## TASK DETAILS
Where the records below show a line containing "Would a single", start copying; end with the line containing "About how to", and copy it too.

Records contained in a dataset:
PR #592, opened 2016-10-02
ENH: adding CloudLasso selection editor effect

Punzo:
Finally I had some time to finish my Slicer Summer project week. @lassoan @cpinter @pieper @jcfr , may you kindly review it? It will be great, if you will also have time for testing it.

A video showing it: https://youtu.be/v6x3uPuLxzM

(perfomance on my laptop with GTX860M are ok, but not always interactive; on my gaming station with GTX970 are always interactive).

There is still a small TO DO in line 722 of qSlicerSegmentEditorCloudLassoEffect.cxx, relative to a a rather small bug (please read the long comment in the code). However, I haven't a lot residual time to dedicate to this project, so for the moment I'll leave the bug (@lassoan if you have any idea how to fix it fast, I'll be more than glad to do it).

Thanks,
Davide.

### DIFF
--- a/Modules/Loadable/Segmentations/EditorEffects/Python/SegmentEditorThresholdEffect.py
+++ b/Modules/Loadable/Segmentations/EditorEffects/Python/SegmentEditorThresholdEffect.py
@@ -129,6 +129,8 @@ class SegmentEditorThresholdEffect(AbstractScriptedSegmentEditorEffect):
     self.thresholdSlider.blockSignals(True)
     self.thresholdSlider.setMinimumValue(self.scriptedEffect.doubleParameter("MinimumThreshold"))
     self.thresholdSlider.setMaximumValue(self.scriptedEffect.doubleParameter("MaximumThreshold"))
+    unitNodeIntensity = slicer.app.applicationLogic().GetSelectionNode().GetUnitNode("intensity");
+    self.thresholdSlider.decimals = unitNodeIntensity.GetPrecision()
     self.thresholdSlider.blockSignals(False)
 
   def updateMRMLFromGUI(self):
--- a/Modules/Loadable/Segmentations/EditorEffects/Resources/qSlicerSegmentationsEditorEffects.qrc
+++ b/Modules/Loadable/Segmentations/EditorEffects/Resources/qSlicerSegmentationsEditorEffects.qrc
@@ -1,9 +1,9 @@
-<!DOCTYPE RCC><RCC version="1.0">
-  <qresource>
-    <file>Icons/CursorBaseArrow.png</file>
-    <file>Icons/NullEffect.png</file>
-    <file>Icons/Erase.png</file>
-    <file>Icons/Paint.png</file>
-    <file>Icons/Rectangle.png</file>
-  </qresource>
+<RCC>
+    <qresource prefix="/">
+        <file>Icons/CursorBaseArrow.png</file>
+        <file>Icons/NullEffect.png</file>
+        <file>Icons/Erase.png</file>
+        <file>Icons/Paint.png</file>
+        <file>Icons/Rectangle.png</file>
+    </qresource>
 </RCC>
--- a/Modules/Loadable/Segmentations/EditorEffects/qSlicerSegmentEditorAbstractEffect.h
+++ b/Modules/Loadable/Segmentations/EditorEffects/qSlicerSegmentEditorAbstractEffect.h
@@ -223,7 +223,8 @@ public:
   /// \param selectEffectSlot called from the active effect to initiate switching to another effect (or de-select).
   /// \param updateVolumeSlot called to request update of a volume (modifierLabelmap, alignedMasterVolume, maskLabelmap).
   /// \param saveStateForUndoSlot called to request saving of segmentation state for undo operation
-  void setCallbackSlots(QObject* receiver, const char* selectEffectSlot, const char* updateVolumeSlot, const char* saveStateForUndoSlot);
+  void setCallbackSlots(QObject* receiver, const char* selectEffectSlot, const char* updateVolumeSlot,
+                        const char* saveStateForUndoSlot);
 
   /// Called by the editor widget.
   void setVolumes(vtkOrientedImageData* alignedMasterVolume, vtkOrientedImageData* modifierLabelmap,
--- a/Modules/Loadable/Segmentations/MRML/vtkMRMLSegmentEditorNode.cxx
+++ b/Modules/Loadable/Segmentations/MRML/vtkMRMLSegmentEditorNode.cxx
@@ -57,6 +57,10 @@ vtkMRMLSegmentEditorNode::vtkMRMLSegmentEditorNode()
   this->SetHideFromEditors(true);
   this->MasterVolumeIntensityMaskRange[0] = 0.0;
   this->MasterVolumeIntensityMaskRange[1] = 0.0;
+  this->MasterVolumeIntensityMaskRangeLimits[0] = 0.0;
+  this->MasterVolumeIntensityMaskRangeLimits[1] = 0.0;
+  this->MasterVolumeIntensitySingleStep = 0.01;
+  this->MasterVolumeIntensityDecimals = 2.;
 }
 
 //----------------------------------------------------------------------------
@@ -66,6 +70,26 @@ vtkMRMLSegmentEditorNode::~vtkMRMLSegmentEditorNode()
   this->SetActiveEffectName(NULL);
   this->SetMaskSegmentID(NULL);
 }
+
+namespace
+{
+//----------------------------------------------------------------------------
+template <typename T> T StringToNumber(const char* num)
+{
+  std::stringstream ss;
+  ss << num;
+  T result;
+  return ss >> result ? result : 0;
+}
+
+//----------------------------------------------------------------------------
+double StringToDouble(const char* str)
+{
+  return StringToNumber<double>(str);
+}
+
+}// end namespace
+
 
 //----------------------------------------------------------------------------
 void vtkMRMLSegmentEditorNode::WriteXML(ostream& of, int nIndent)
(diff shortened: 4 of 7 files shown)


lassoan:
Thank you, this looks great!

As the effect is highly specialized (mainly in how the thresholding is performed), it should be in the SlicerAstro extension, but I'll make all the necessary API changes in the Slicer core and also port the main drawing feature into the rectangle effect (it'll be renamed to lasso effect or something similar).

Could you try to add the effect in the SlicerAstro module?

Punzo:
Hi Andras, of course (I have just to register the effect in my Astro module, haven't I?); I just thought that the automatic threshold could be useful also for other application. 

How should we procede? shall I remove from this PR the qSlicerSegmentEditorCloudLassoEffect files, and continue the review of the other modifications?

1) setting threshold widgets decimals with the intensity unit precision attribute
2) undoLastState signals/slots

or you will do another PR?

lassoan:
Maybe the best would be to put this effect in a separate extension that SlicerAstro uses and others can install, too, without installing SlicerAstro. If you agree, try to create this separate extension and in the meantime I'll review and integrate the necessary API changes. I'll post my question about these changes here.

Punzo:
Ok, thanks. I'll wait for the API changes.

Punzo:
Hi Andras, after some user feedback, I decide to put the effect into the SlicerAstro extension. In fact, I need to specialize it even more (e.g., initialize the threshold value to an optimal one, etc. ) and I named it AstroCloudLasso.

I tested it and everything works: https://github.com/Punzo/SlicerAstro/tree/cloudLassoSelectionEffect . I'll wait the other API changes before to merge it in my SlicerAstro master (if I can help with them, please, let me know). 

Thanks.

jcfr:
@Punzo  Thanks for the patches :+1:

Punzo:
@lassoan, in https://github.com/Slicer/Slicer/pull/592/commits/ea75f20537bbd144b6b6537fc9834726cbe6eac9, I have just cleaned the PR from the cloudlasso editor effect files for an easier review of the API that I'd like to add (if you still need to look at them: https://github.com/Punzo/SlicerAstro/tree/cloudLassoSelectionEffect/AstroVolume/EditorEffects).

Punzo:
Hi @lassoan, this week I have a deadline (for which I need this PR) and, if you have time, it will be great if we can do the review of the remaining small changes to the API. Thanks in advance.

lassoan:
@Punzo a few questions about the API change:
Is unit linked to the selected image node or global to the scene?
Would it be possible to save some labelmaps (and restore them if needed) in the effect instead of adding access to undo in the effect?

Punzo:
1) in general, the properties of the intensity unit node are global to the scene. However, in my case these will be updated on the properties of the selected volume node (different datacube have different intensity unit, so different number of decimals and so on.). That's why I'd like to insert the https://github.com/Slicer/Slicer/pull/592/files#diff-bb11aa63d106e0d90061bc4049e27094R1425.

2)  in principle yes. I didn't want to use more memory, but I think your suggestion will be better (due the relative bugs in using undoLastState). I have updated the PR removing this API changes.

lassoan:
1) Intensity unit is always specific to the volume, it cannot be a global settings. We often display different volumes at the same time (e.g., CT, dose , MRI, ultrasound), so there is not a single unit that is usable. For dose volumes we have custom field in the volume node that specifies the unit. Do you have something similar? We should probably have a standardized solution for storing intensity unit for all kinds of volumes and the threshold slider should use that.

fedorov:
> We should probably have a standardized solution for storing intensity unit for all kinds of volumes

👍  This is needed for the purposes of quantitative reporting too. It would be great if we could agree upon an application-wide solution for this.

Punzo:
I agree too, but at the moment, all the unit nodes are unique and global (I mean the unit nodes initialized in the settings). If we'd like to change the behavior (allowing to store, etc., multiple unit nodes of the same type), we should discuss how we'd like it.

Punzo:
Maybe we can associate a set of unique units nodes for each volume and we can change how to visualize them in the settings menu'. However, this will be a big change and I don't feel to try to implement it before a discussion.

lassoan:
The changes that we implement now may be very small and simple, we just have to discuss a bit to make sure it can evolve to a full implementation in the future without breaking backward compatibility.

For example, we could just agree in adding a new member to vtkMRMLVolume (or just agree in a custom attribute name) that would store a unit name, which by default could be displayed as a postfix for pixel values. For example HU (for CT images), Gy (for RT dose grids). In the future we can add offset/linear or non-linear scaling, etc., image kind (radiodensity, dose, etc).

Would a single new human-readable "unit" string field for volumes solve immediate needs?

Punzo:
A custom attribute name is fine for me too. However, what about the the relative precision (used in this PR), coefficient, offset, etc.. attributes in the unit nodes API? Shall we store them also as attributes in the volume nodes? or you want to store in the volumes only the relative suffix attribute? I think, all the units attributes are important for quantification (e.g. display in dataprobe) and if this is the case, is not better to use the full API provided by the units nodes? 

Moreover, will these changes affect only the intensity "unit" or also the others?

lassoan:
Scaling (offset and scale for linear scaling; other parameters for non-linear scaling) is volume-specific, too, so that should be stored in the volume node and not in a global unit node. Do you need linear scaling now or it is enough to specify it later?

Display range and precision is often not a global parameter either. For example, in this case we know the range from the scalar range of the pixel data; display precision is deduced from the screen resolution, widget size, and min/max range (approximately ceil(-log((rangeMax-rangeMin)/500))).

I think the only unit node feature we would use is generation of displayable string, but that's kind of a "logic" feature and shouldn't be implemented in MRML nodes.

So, overall, I don't really see any use for unit nodes here.

lassoan:
@fedorov I agree that we should be as close as possible to DICOM's unit specification. Do you have some specific examples for how UCUM is used in DICOM for specifying units?

Punzo:
1) Usually my intensity pixels are in milli or micro (Jensky). Therefore, linear scaling will be great, if we display on the threshold widget the "unit string" as in dataProbe. 

2) I agree.

3) that's true.

4) Ok.

fedorov:
I completely agree that units and scaling etc should be associated with the volume node.

About how to specify scaling, DICOM/UCUM gives flexibility - for example, you can use mm, or you can use m and add scaling 10e-3 in the DICOM Real World Value Mapping (RWVM) module.

@lassoan for specific examples you can look at these json files that encode measurements for conversion into DICOM measurements Structured Report: https://github.com/QIICR/dcmqi/blob/master/doc/sr-tid1500-ct-liver-example.json (see "units" attribute). This specific examples encodes measurements as produced by Slicer LabelStatistics. 

Note how each unit code is a triple of code/coding scheme designator/code meaning, same as done for other concepts in DICOM, such as segmentation category/type and anatomic location. This way use cases where no UCUM code exists (although, I think those should be rare) can be addressed by utilizing alternative (or even custom) coding scheme.

lassoan:
It seems that by adding 4 fields (string CodeValue, string CodingSchemeDesignator, double Slope, double Intercept) would be enough to fully specify unit (although it's redundant, we can add CodeMeaning for completeness). Support for non-linear mapping and multiple real-world value mapping could be added in the future.

Unit would need to be used in other nodes (e.g., scalar values in models), so it would be implemented in a small separate class that can be reused in several nodes.

For now we could go with a very simple hard-coded formatting method of using CodeValue as postfix. In the future we could add a MRML logic class to generate formatted strings with more complex rules.

fedorov:
>although it's redundant, we can add CodeMeaning for completeness

I don't think CodeMeaning is redundant. It may seem redundant in some cases, but it is important to use consistent implementation pattern. In the general case, code value does not match code meaning, and can be completely incomprehensible.

lassoan:
I mean it's redundant to store code meaning in the node, as it can be looked up in the coding scheme dictionary. If we store code meaning in the node then it may lead to inconsistency (the code meaning differs from the dictionary value), which we have to detect and handle somehow. If the meaning is not stored in the node then we may have problems when the code value is not found in Slicer's coding scheme dictionaries. So, neither solution is perfect. Probably it's better to always store the meaning and deal with inconsistencies.

Unfortunately, for UCUM units, code meaning is not usable directly for display, as it is too verbose (for example "Hounsfield unit", "cubic millimeter"). Code value is often usable as is (cm3, mm3), but not always (for example code value of Hounsfield unit is [hnsf'U]). Do you know if there is a method in DICOM to convert a numbers to a displayable string? (for example for Hounsfield Unit it would append the HU postfix).

fedorov:
> I mean it's redundant to store code meaning in the node, as it can be looked up in the coding scheme dictionary. 

This assumes availability and maintenance of dictionary. Note that as of now, DICOM does not define any means to communicate dictionary alongside the objects (we may work to improve this as part of the QIICR project). It is also the case that DICOM mandates inclusion of code meaning in the code tuple. I agree with your point that inconsistency can happen, but it can also happen with the use of dictionary, since I can't imagine we can expect centralized lookup service, and individual tools will need to duplicate dictionaries (and this will not address private coding schemes with the codes outside UCUM or DICOM). In any case, we are in agreement it makes sense to keep code meaning.

> Unfortunately, for UCUM units, code meaning is not usable directly for display, as it is too verbose (for example "Hounsfield unit", "cubic millimeter"). Code value is often usable as is (cm3, mm3), but not always (for example code value of Hounsfield unit is [hnsf'U]). Do you know if there is a method in DICOM to convert a numbers to a displayable string? (for example for Hounsfield Unit it would append the HU postfix).

I don't think DICOM defines anything like that. I will discuss this with David Clunie on Thu at our QIICR meeting, and update this thread then. I think for now code value is a reasonable choice, because it will make sense in most of the cases.

fedorov:
@lassoan if we add units, it makes sense to add a quantity attribute at the same time. The example I referenced earlier in https://github.com/Slicer/Slicer/pull/592#issuecomment-252913866 and also this one https://github.com/QIICR/dcmqi/blob/master/doc/pm-example.json#L9-L12 show how it can be using DICOM concepts.

I also think this discussion diverged a lot from the topic of the request. Should we make a Labs page? Although the advantage of our current approach is that we can have a discussion, unlike in wiki.

pieper:
+1 for including a DICOM-like description of the quantity being measured by
the volume and the units in which it is expressed.

+1 for opening an issue to discuss those specific topics, and then a wiki
Labs page once there is a plan of action.

fedorov:
I added relevant notes to the existing labs page here: http://wiki.slicer.org/slicerWiki/index.php/Documentation/Labs/Units

Punzo:
I close this PR due it is not anymore needed and I'll be really great to have standardised rules for units for each volume!

lassoan:
We'll work units for sure. Thank you for putting up with finally not integrating the API changes, but if an insufficient API is introduced and later has to be changed then it usually leads to a lot of extra work (often several times more than implementing sufficient API for the first place).

Punzo:
I simply agree that it will much better to have the units attributes for the volumes and then we can properly relook where this new infrastructure should be used (such as here for the intensity widget thershold). Thanks as usual for your feedback and help!!!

## RESPONSE TO THIS TASK
Would a single new human-readable "unit" string field for volumes solve immediate needs?

Punzo:
A custom attribute name is fine for me too. However, what about the the relative precision (used in this PR), coefficient, offset, etc.. attributes in the unit nodes API? Shall we store them also as attributes in the volume nodes? or you want to store in the volumes only the relative suffix attribute? I think, all the units attributes are important for quantification (e.g. display in dataprobe) and if this is the case, is not better to use the full API provided by the units nodes? 

Moreover, will these changes affect only the intensity "unit" or also the others?

lassoan:
Scaling (offset and scale for linear scaling; other parameters for non-linear scaling) is volume-specific, too, so that should be stored in the volume node and not in a global unit node. Do you need linear scaling now or it is enough to specify it later?

Display range and precision is often not a global parameter either. For example, in this case we know the range from the scalar range of the pixel data; display precision is deduced from the screen resolution, widget size, and min/max range (approximately ceil(-log((rangeMax-rangeMin)/500))).

I think the only unit node feature we would use is generation of displayable string, but that's kind of a "logic" feature and shouldn't be implemented in MRML nodes.

So, overall, I don't really see any use for unit nodes here.

lassoan:
@fedorov I agree that we should be as close as possible to DICOM's unit specification. Do you have some specific examples for how UCUM is used in DICOM for specifying units?

Punzo:
1) Usually my intensity pixels are in milli or micro (Jensky). Therefore, linear scaling will be great, if we display on the threshold widget the "unit string" as in dataProbe. 

2) I agree.

3) that's true.

4) Ok.

fedorov:
I completely agree that units and scaling etc should be associated with the volume node.

About how to specify scaling, DICOM/UCUM gives flexibility - for example, you can use mm, or you can use m and add scaling 10e-3 in the DICOM Real World Value Mapping (RWVM) module.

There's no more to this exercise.